Whether it's manufacturing medicine, measuring a microscopic object or culturing cells in a petri dish, there's a bedrock principle of science: One scientist should be able to reproduce the results of another.
Errors and outright fraud in science have become a topic of increasing interest in recent years.
The National Academies of Science noted last year that there has been a tenfold increase since 1975 in scientific papers retracted because of fraud. A popular scientific blog, Retraction Watch, reports daily on retractions, corrections and fraud from all corners of the scientific world.
Scientific fraud and error can rack up large costs, either to scientists trying to replicate the claims, or companies that purchase patents and invest in the research.
Here are several cases of high-dollar, high-profile research for which claims made in the scientific literature could not be replicated in other research labs:
In 2008, Pfizer paid $725 million for the rights to a Russian cold medicine called Dimebon. The pharmaceutical giant thought the drug could help ameliorate the symptoms of Alzheimer's. Several clinical trials showed the medicine had no more impact than a placebo. Pfizer has largely abandoned the project.

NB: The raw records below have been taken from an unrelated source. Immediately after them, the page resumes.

PR #9933, opened 2023-12-12
fix(nimbus): use StrEnum for string conversion

### LINKED ISSUE #9932: Experiment results ingestion building path to results wrong
`AnalysisWindow` enum not being converted to string properly

┆Issue is synchronized with this [Jira Task](https://mozilla-hub.atlassian.net/browse/EXP-4147)

mikewilli:
Because

- #9921 broke analysis results ingestion by including the enum member in the string path to results instead of the enum value
- the fix was obvious enough that it was worth fixing instead of reverting

This commit

- uses `StrEnum` as the base class for enums in `experimenter.jetstream.models`

Fixes #9932

### DIFF
--- a/experimenter/experimenter/jetstream/models.py
+++ b/experimenter/experimenter/jetstream/models.py
@@ -1,4 +1,4 @@
-from enum import Enum
+from enum import StrEnum
 from typing import Any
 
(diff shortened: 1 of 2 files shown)


jaredlockhart (approved):
Oh interesting I haven't used that one before, looks good thnx @mikewilli 👍

PR #198, opened 2024-03-22
add byte and ops counters for bpf blockio sampler

brayniac:
We want to be able to get metrics about block device IOPS and throughput. Since we already instrument the tracepoints to
get operation latency and size distributions, it's easy to add counters for aggregate block device IOPS and throughput.


brayniac:
I think this should be preferred to the sysfs based approach in #197 as it does not add any additional syscalls and has no appreciable overhead.

PR #249, opened 2024-04-30
refactor bpf histogram indexing

brayniac:
The previous BPF histogram indexing was based on a reduction of the algorithm in an older version of the histogram crate that had both an a and b component. The latest histogram crate replaced those with a single grouping power.

This change brings the indexing more in-line with the Rust version. Specific reductions and optimizations are made based on the specific values that we use throughout Rezolus.

### DIFF
--- a/src/common/bpf/histogram.h
+++ b/src/common/bpf/histogram.h
@@ -208,74 +208,18 @@ static u32 clz(u64 value) {
 }
 
 // base-2 histogram indexing function that is compatible with Rust `histogram`
-// crate with grouping power = 4. This uses 2 pages (8KB) in kernel space and
-// 7.6KB in user space and has a relative error of 6.25%
+// crate.
 //
 // See the indexing logic here:
 // https://github.com/pelikan-io/rustcommon/blob/main/histogram/src/config.rs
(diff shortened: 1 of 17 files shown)


src/common/bpf/histogram.h
```diff
@@ -203,25 +203,23 @@ static u32 clz(u64 value) {
...
-    }
-
-    u64 h = 63 - clz(value);
-    // h < r
-    if (h < 8) {
+// crate.
+//
+// See the indexing logic here:
+// https://github.com/pelikan-io/rustcommon/blob/main/histogram/src/config.rs
+static u32 value_to_index(u8 grouping_power, u64 value) {
```
thinkingfish, line 215: I feel `grouping_power` should be the second parameter and `value` should be the first, like how `log` function in most languages allow a base being specified, and that `base` is usually the second parameter.

thinkingfish (approved):
One nit-picking otherwise LGTM

src/common/bpf/histogram.h
brayniac: 👍 fixed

In 2008, GlaxoSmithKline paid $720 million for Sirtris, a pharmacuetical company that touted the anti-aging benefits of resveratrol, a substance found in red wine. In 2011, the company ended its clinical trials of resveratrol. In March, GlaxoSmithKline shut down the Sirtris office. The company said it was optimistic the Sirtris team would develop valuable drugs but said it had stopped pursuing resveratrol research.
In 2011, Nature Reviews Drug Discovery reported that Bayer Corp. successfully reproduced published results in just one-quarter of 67 seminal studies published in academic journals. Nature later reported that scientists at the drug company Amgen were able to replicate only six of 53 landmark studies on cancer.